EUR-Lex Access to European Union law

Back to EUR-Lex homepage

This document is an excerpt from the EUR-Lex website

Document 62012CN0615

Zaak C-615/12 P: Hogere voorziening ingesteld op 24 december 2012 door Arbos, Gesellschaft für Musik und Theater, tegen het arrest van het Gerecht (Achtste kamer) van 25 oktober 2012 in zaak T-161/06, Arbos, Gesellschaft für Musik und Theater/Europese Commissie

PB C 63 van 2.3.2013, p. 13–13 (BG, ES, CS, DA, DE, ET, EL, EN, FR, IT, LV, LT, HU, MT, NL, PL, PT, RO, SK, SL, FI, SV)

2.3.2013   

NL

Publicatieblad van de Europese Unie

C 63/13


Hogere voorziening ingesteld op 24 december 2012 door Arbos, Gesellschaft für Musik und Theater, tegen het arrest van het Gerecht (Achtste kamer) van 25 oktober 2012 in zaak T-161/06, Arbos, Gesellschaft für Musik und Theater/Europese Commissie

(Zaak C-615/12 P)

2013/C 63/21

Procestaal: Duits

Partijen

Rekwirante: Arbos, Gesellschaft für Musik und Theater (vertegenwoordiger: H. Karl, Rechtsanwalt)
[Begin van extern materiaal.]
PR #665, opened 2024-09-30
Do not get internal interfaces when getting all interfaces

mattiaswal:
This is a regression from 2024.08

## Checklist

- [ ] Bugfix
  - [ ] Regression tests
- [ ] Feature
  - [ ] Regression tests added?
  - [ ] Documentation added?
- [ ] Build related changes

### DIFF
--- a/src/statd/python/yanger/yanger.py
+++ b/src/statd/python/yanger/yanger.py
@@ -156,6 +156,8 @@ def iface_is_dsa(iface_in):
         return False
     return True
 
+def iface_is_internal(iface_in):
+    return iface_in.get("group") == "internal"
 
 def get_vpd_vendor_extensions(data):
     vendor_extensions = []
@@ -587,7 +589,6 @@ def get_brport_multicast(ifname):
 
     return multicast
 
-
 def add_ip_link(ifname, iface_out):
     """Fetch interface link information from kernel"""
     data = run_json_cmd(['ip', '-s', '-d', '-j', 'link', 'show', 'dev', ifname],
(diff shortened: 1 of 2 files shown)


troglobit:
Unfortunately this will not make it for the v24.09 release.

src/statd/python/yanger/yanger.py
```diff
@@ -156,6 +156,13 @@ def iface_is_dsa(iface_in):
         return False
     return True
 
+def iface_is_internal(iface_in):
+    if "group" not in iface_in:
+        return False
+
+    if iface_in["group"] != "internal":
+        return False
+    return True
```
wkz, line 165:
```suggestion
    return iface_in.get("group") == "internal"
```
`.get()` on dictionaries is pretty handy in these situations.

src/statd/python/yanger/yanger.py
```diff
@@ -587,7 +594,6 @@ def get_brport_multicast(ifname):
 
     return multicast
 
-
```
wkz, line 590: Isn't double-newlines some PEP8 thing?

wkz (approved):
Just some stylistic comments. Do with them what you will :smile:

rical:
Right, I missed that. I will have a look during the day.

src/statd/python/yanger/yanger.py
troglobit: Indeed it is, between methods/classes/etc. outside of a class, iirc.

rical:
I was already thinking about redesigning how Yanger fetches and iterates ip interface data. With this redesign this became even easier to solve. It also allowed me to cleanup the unit tests and add a test for the hiding of internal interfaces.

Have a look, it's in PR: #674 (supersedes this PR)

mattiaswal:
Obsoleted by #674

Issue #390, opened 2024-04-10
Upgrade netconf_client for tests and create a new docker image


mattiaswal:
This since they now have added get-data RPC which we have patched on our own.
infamy/netconf.py:
<pre>
 def _get_data(self, xpath,as_xml=False):
        """Local member wrapper for netconf-client <get-data> RPC"""
        # pylint: disable=protected-access
        (raw, ele) = self.ncc._send_rpc(self._ncc_get_data_rpc(filter=xpath))
        data = NccGetDataReply(raw, ele)
        if(as_xml):
            return data
</pre>
From netconf_client:
<pre>
add support for the < get-data > command from RFC 8526
</pre>

troglobit:
Ah great, finally!

PR #683, opened 2024-10-03
Upgrade NETCONF Client from 2.2.0 to 3.1.1

axkar:
Refactor NETCONF functions (get_data) to accommodate the upgrade
in the netconf_client library within the Docker container image.

## Checklist

- [ ] Bugfix
  - [ ] Regression tests
- [ ] Feature
  - [ ] Regression tests added?
  - [ ] Documentation added?
- [ ] Build related changes

### DIFF
--- a/test/.env
+++ b/test/.env
@@ -2,7 +2,7 @@
 # shellcheck disable=SC2034,SC2154
 
 # Current container image
-INFIX_TEST=ghcr.io/kernelkit/infix-test:1.9
+INFIX_TEST=ghcr.io/kernelkit/infix-test:2.0
 
 ixdir=$(readlink -f "$testdir/..")
 logdir=$(readlink -f "$testdir/.log")
--- a/test/infamy/netconf.py
+++ b/test/infamy/netconf.py
@@ -204,25 +204,39 @@ class Device(Transport):
         return list(filter(lambda m: m["name"] in modnames,
                            self.modules.values()))
 
+    def _build_xpath_filter(self, xpath, get_data_xpath=False):
+        """Helper function to build the XPath filter with the necessary xmlns."""
+        if xpath:
+            xmlns = " ".join([f"xmlns:{m['name']}=\"{m['namespace']}\""
+                                for m in self._modules_in_xpath(xpath)])
+            if get_data_xpath is True:
+                return f'<xpath-filter {xmlns}>{xpath}</xpath-filter>'
+            else:
+                return f"<filter type=\"xpath\" select=\"{xpath}\" {xmlns} />"
+        return None
+    
+    def _parse_response(self, response, parse):
+        """Helper function to handle XML response parsing."""
+        if not response:
+            return None
+
+        if not parse:
+            return response.raw_reply
+
+        if len(response.data_ele) == 0:
+            return None
+
+        cfg = lxml.etree.tostring(response.data_ele[0])
+        parsed_data = self.ly.parse_data_mem(cfg, "xml", parse_only=True)
+
+        return parsed_data
+
     def _ncc_make_rpc(self, guts, msg_id=None):
         if not msg_id:
             msg_id = uuid.uuid4()
 
         return '<rpc message-id="{id}" xmlns="urn:ietf:params:xml:ns:netconf:base:1.0">{guts}</rpc>' \
             .format(guts=guts, id=msg_id).encode("utf-8")
-
-    def _ncc_get_data_rpc(self, datastore="operational", filter=None, msg_id=None):
-        pieces = []
-        pieces.append('<get-data xmlns="urn:ietf:params:xml:ns:yang:ietf-netconf-nmda">')
-        pieces.append(f'<datastore xmlns:ds="urn:ietf:params:xml:ns:yang:ietf-datastores">'
-                      f'ds:{datastore}'
-                      f'</datastore>')
-        if filter:
-            xmlns = " ".join([f"xmlns:{m['name']}=\"{m['namespace']}\""
-                              for m in self._modules_in_xpath(filter)])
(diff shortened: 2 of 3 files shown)


ahmkar94:
It is probably easier to ask and comment here in the PR than in the issue #390 
@troglobit  @mattiaswal I have a question regarding `get_config` in netconf.py.

I think we should not leverage `_get` for that since it is used to fetch both `operational` and `running` (all config).
`ncc.get_config` allows for specifying `source` (datastore), as far as I see in netconf_client.

see:
https://github.com/ADTRAN/netconf_client/blob/main/netconf_client/ncclient.py
https://github.com/ADTRAN/netconf_client/blob/main/netconf_client/rpc.py

troglobit:
@ahmkar94 not sure I follow?  

The method infamy/netconf.py:_get() is (and should!) only used locally in the Class by get() and get_config().  You are free to refactor infamy/netconf.py any way you see fit to reduce the amount of extra code we have to make future upgrades of ncclient easier :smiley: :hammer_and_wrench:

test/.env
```diff
@@ -2,7 +2,7 @@
 # shellcheck disable=SC2034,SC2154
 
 # Current container image
-INFIX_TEST=ghcr.io/kernelkit/infix-test:1.9
+INFIX_TEST=ghcr.io/kernelkit/infix-test:2.0
```
troglobit, line 5: This was a good idea!  If it had been me, I'd probably have bumped it to 1.10, but since we're upgrading a major component in the image, we should probably also bump the major number of the image.

Unless @mattiaswal and @wkz disagree, I think we should update the test/docker/README.md with this recommendation for the future.

test/infamy/netconf.py
```diff
@@ -285,16 +257,28 @@ def get_dict(self, xpath):
...
 
-        return data.print_dict()
+        if not parse:
+            return response.raw_reply
+        
+        if len(response.data_ele) == 0:
+            return None
+        
+        cfg = lxml.etree.tostring(response.data_ele[0])
+        parsed_data = self.ly.parse_data_mem(cfg, "xml", parse_only=True)
```
troglobit, line 279: You removed the `pylint` comment, does that mean pylint no longer complains about this construct?

test/infamy/netconf.py
```diff
@@ -435,5 +419,12 @@ def get_current_time_with_offset(self):
...
+        parsed_data = lxml.etree.fromstring(data)
+
         xpath = './/{urn:ietf:params:xml:ns:yang:ietf-system}current-datetime'
-        return data.data_ele.find(xpath).text
+        current_datetime = parsed_data.find(xpath)
+
+        if current_datetime is not None:
+            return current_datetime.text
+        else:
+            raise ValueError("current-datetime element not found in the response")
```
troglobit, line 430: It's a good practice to ensure all files have a final newline.  (It's been removed in this patch.)

troglobit (changes requested):
Some minor things only.

I can checkout your branch and push a new infamy docker image.

ahmkar94:
> @ahmkar94 not sure I follow?
> 
> The method infamy/netconf.py:_get() is (and should!) only used locally in the Class by get() and get_config(). You are free to refactor infamy/netconf.py any way you see fit to reduce the amount of extra code we have to make future upgrades of ncclient easier 😃 🛠️

I meant that as you said _get is used by both get() and get_config(), but _get does not allow for the `source` parameter to be passed when get_config is used as a getter function.This way get_config will always fetche the default (running configuration) when calling it (as far as I understand) :)
```
def get_config(self, source="running", filter=None, with_defaults=None):
```

ahmkar94:
But I can make an additional commit for that anyways and we see then :)

test/infamy/netconf.py
```diff
@@ -285,16 +257,28 @@ def get_dict(self, xpath):
...
+        if not response:
             return None
 
-        return data.print_dict()
+        if not parse:
+            return response.raw_reply
+        
+        if len(response.data_ele) == 0:
+            return None
+
```
troglobit, line 277: Just noticed that there are extra whitespace on the two blank lines surrounding this if-statement.  Another thing pylint will complain about.

troglobit:
> I can checkout your branch and push a new infamy docker image.

Container image updated to v2.0 on ghcr.io:

https://github.com/kernelkit/infix/pkgs/container/infix-test/283471275?tag=2.0

ahmkar94:
> > I can checkout your branch and push a new infamy docker image.
> 
> Container image updated to v2.0 on ghcr.io:
> 
> https://github.com/kernelkit/infix/pkgs/container/infix-test/283471275?tag=2.0

Thnx!

troglobit:
> I meant that as you said _get is used by both get() and get_config(), but _get does not allow for the `source` parameter to be passed when get_config is used as a getter function. This way get_config will always fetche the default (running configuration) when calling it (as far as I understand) :)

OK.  Sometimes upgrading/replacing our own wrappers is not a 1:1 mapping to new upstream APIs, this may lead to more or less work to refactor in several steps.

troglobit:
> But I can make an additional commit for that anyways and we see then :)

Yes, please submit a proposal. Much easier to discuss around code :-)

test/.env
mattiaswal: I already pushed 2.0, i think we should change this for the future.

test/infamy/netconf.py
ahmkar94: Hmmm, I don't see any complaint in the test logs

test/infamy/netconf.py
ahmkar94: removed the extra whitespace

troglobit (approved):
Nicely done! 😎👍

PR #696, opened 2024-10-09
Minor fixes for the R2S and similar boards

troglobit:
## Description

Two minor fixes to:

 1. reduce log noise
 2. fix "show interfaces" on NICs that don't support reading RMON counters in JSON format

## Checklist

- [X] Bugfix
  - [ ] Regression tests
- [ ] Feature
  - [ ] Regression tests added?
  - [ ] Documentation added?
- [ ] Build related changes

### DIFF
--- a/board/common/rootfs/usr/libexec/infix/init.d/20-nameif
+++ b/board/common/rootfs/usr/libexec/infix/init.d/20-nameif
@@ -30,12 +30,16 @@ for netif in /sys/class/net/*; do
 done
 
 # Find and mark all switch ports
-ports=$(devlink -j port | jq -r '.port[]
-				 | select(.flavour == "physical")
-				 | .netdev')
-for iface in $ports; do
+if command -v devlink > /dev/null 2>&1; then
+    ports=$(devlink -j port | jq -r '.port[]
+				     | select(.flavour == "physical")
+				     | .netdev')
+    for iface in $ports; do
 	ip link set "$iface" group port
-done
+    done
+else
+    echo "Skipping switch port check, no devlink support."
+fi
 
 # At least loopback in iface group
 ip link set lo group iface
--- a/src/statd/python/yanger/yanger.py
+++ b/src/statd/python/yanger/yanger.py
@@ -726,12 +726,15 @@ def add_ip_addr(ifname, iface_in, iface_out):
 
 
 def add_ethtool_groups(ifname, iface_out):
-    """Fetch interface counters from kernel"""
-
-    data = run_json_cmd(['ethtool', '--json', '-S', ifname, '--all-groups'],
-                        f"ethtool-groups-{ifname}.json")
-    if len(data) != 1:
-        logger.warning(f"{ifname}: no counters available, skipping.")
+    """Fetch interface counters from kernel (need new JSON format!)"""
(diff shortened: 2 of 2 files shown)


board/common/rootfs/usr/libexec/infix/init.d/20-nameif
```diff
@@ -30,12 +30,16 @@ for netif in /sys/class/net/*; do
 done
 
 # Find and mark all switch ports
-ports=$(devlink -j port | jq -r '.port[]
-				 | select(.flavour == "physical")
-				 | .netdev')
-for iface in $ports; do
+if command -v devlink > /dev/null 2>&1; then
```
wkz, line 33: Do we know why `devlink` is not installed on these targets? Presumably the same version of `iproute2` is used as on `aarch64_deconfig`

wkz (commented):
Something irks me about having all these tests for various commands scattered across the code base.

I'm fine with having these semi-experimental `defconfig`s for various boards, but I'm not sure about complicating the main code to avoid a log message that is only ever emitted on those boards. I think a better approach would be to say: If you don't want those messages, build all the software needed to run Infix in full.

What do you think?

src/statd/python/yanger/yanger.py
```diff
@@ -726,12 +726,15 @@ def add_ip_addr(ifname, iface_in, iface_out):
 
 
 def add_ethtool_groups(ifname, iface_out):
-    """Fetch interface counters from kernel"""
-
-    data = run_json_cmd(['ethtool', '--json', '-S', ifname, '--all-groups'],
-                        f"ethtool-groups-{ifname}.json")
-    if len(data) != 1:
-        logger.warning(f"{ifname}: no counters available, skipping.")
+    """Fetch interface counters from kernel (need new JSON format!)"""
```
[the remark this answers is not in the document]
troglobit: Correct, I unfortunately had to explicitly disable it in d2457ba because otherwise `ethtool` does not work at all.

board/common/rootfs/usr/libexec/infix/init.d/20-nameif
troglobit: Good point, I realize now it actually is installed, so it must be the kernel side that is missing here too.

troglobit:
> [snip] I'm not sure about complicating the main code to avoid a log message that is only ever emitted on those boards. I think a better approach would be to say: If you don't want those messages, build all the software needed to run Infix in full.

Fair point, I'll do a retake on the changes and submit a new one at a later time.

board/common/rootfs/usr/libexec/infix/init.d/20-nameif
troglobit: Looked at the wrong target (the r2s).  This fix was for a log warning I ran into on `x86_64*_defconfig` -- it does not have `devlink` because it doesn't have LIBMNL enabled.  LIBMNL is selected on r2s and other aarch64 targets by the mdio-tools package, which we don't select on x86_64 ... sneaky.

So we should probably just add LIBMNL to the x86_64 targets.

troglobit:
New PR for these issues in #699.

PR #716, opened 2024-10-15
confd: fix double free of container hostname

rical:
## Description
Fix a double free in the memory minefield surrounding container hostname provisioning. The hostnamefmt() function already does free() on success.

This caused all sorts of mayhem when working with multiple containers. However it mainly manifested itself by some containers not starting due to there activation script being polluted with gibberish name data. Your symptom might be different..

### Example of polluted activation script
``container --hostname foobar --net veth0k -r always \
  create ^S@`M-}^G docker://ghcr.io/kernelkit/curios:edge``

## Side note
I haven't looked into it but is it really legit to free memory returned from the various lydx_ functions used here?
It seems to work as intended but it looks risky at a glance.

## Checklist

- [x] Bugfix
  - [ ] Regression tests
- [ ] Feature
  - [ ] Regression tests added?
  - [ ] Documentation added?
- [ ] Test changes
- [ ] Build related changes

### DIFF
--- a/src/confd/src/infix-containers.c
+++ b/src/confd/src/infix-containers.c
@@ -52,12 +52,10 @@ static int add(const char *name, struct lyd_node *cif)
 	if ((string = lydx_get_cattr(cif, "hostname"))) {
 		char *fmt = (char *)string;
 
-		if (hostnamefmt(&confd, &fmt)) {
+		if (hostnamefmt(&confd, &fmt))
 			ERRNO("%s: failed setting custom hostname", name);
-		} else {
+		else
 			fprintf(fp, " --hostname %s", fmt);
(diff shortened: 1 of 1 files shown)


troglobit:
Ouch, nice catch!  Although I cannot cannot reproduce in my limited setup, I agree that the current code needs work, and your fix is a good start, so let's merge this.

I'll submit a PR later that refactors `int hostnamefmt(struct confd *confd, char **fmt)` into `int hostnamefmt(struct confd *confd, const char *fmt, char *buf, size_t len)`.  Because we know that a hostname in Linux can only be 64 chars long, so a stack buffer for the return value is a much safer alternative.

PR #749, opened 2024-10-21
Disable BusyBox Related NTP Services

axkar:
When it comes to NTP services, Infix completely relies on Chrony. All other (BusyBox) NTP services should be disabled

## Checklist

- [ ] Bugfix
  - [ ] Regression tests
- [ ] Feature
  - [ ] Regression tests added?
  - [ ] Documentation added?
- [ ] Test changes
- [ ] Build related changes


troglobit (changes requested):
Sooo sorry, I realize now I should have explained this task a little bit more in detail! :disappointed_relieved: 

What you need to do is run:

    make busybox-menuconfig

disable relevant parts for the keyword 'NTP'.  (Seach by tapping '/') And the save and exit busybox's menuconfig.  Then you call 

    make busybox-update-config

Which tells Buildroot to update the common BusyBox defconfig, somewhere down in `board/common/`.  Check with `git status` and verify with `git diff` that only `*NTP*` related changes were made.

----

### Background

BusyBox is a collection of small implementations of common UNIX/Linux utilities, commands, and daemons (services).  Usually built as a single "multicall binary"[^1]

So you actually don't have to touch these files in your current PR at all.  The whole `skeleton-init-finit` package actually adapts to other package selections in Buildroot and Infix as a whole.  (I periodically synchronize it with https://github.com/troglobit/finit-skel)

[^1]: A multicall binary has all tools built into one, and if you create a symlink to `/usr/bin/busybox`, e.g., `ls` and then call `ls`, the busybox binary detects it's called with another name and, in this case, calls ls_main().  This saves a LOT of space in embedded systems since you only need one ELF header for the single binary.  In fact, many embedded systems can make do with just that on top of an equally stripped Linux kernel.

troglobit (approved):
Awesome, thank you!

Andere partij in de procedure: Europese Commissie

Conclusies

Rekwirante verzoekt het Hof:

het arrest van het Gerecht van 25 oktober 2012 in zaak T-161/06 in zijn geheel te vernietigen en de zaak zelf af te doen;

subsidiair, de zaak terug te verwijzen naar het Gerecht.

Middelen en voornaamste argumenten

Tot staving van haar hogere voorziening stelt rekwirante dat het Gerecht procedurele bepalingen heeft geschonden door haar beroep niet-ontvankelijk te verklaren op basis van een onjuiste toepassing van deze bepalingen, waardoor rekwirantes belangen zijn aangetast, alsook dat het Unierecht door het Gerecht is geschonden.

Volgens rekwirante heeft het Gerecht het beroep niet-ontvankelijk verklaard op grond dat het met betrekking tot de rechtsgrondslag ervan niet toereikend was gemotiveerd, zodat niet was voldaan aan artikel 44, lid 1, sub c, van het Reglement voor de procesvoering. Dit blijkt niet uit de stukken. Haars inziens heeft het Gerecht de voorwaarden van artikel 44, lid 1, sub c, van het Reglement voor de procesvoering willekeurig en in strijd met het doel van deze bepaling toegepast.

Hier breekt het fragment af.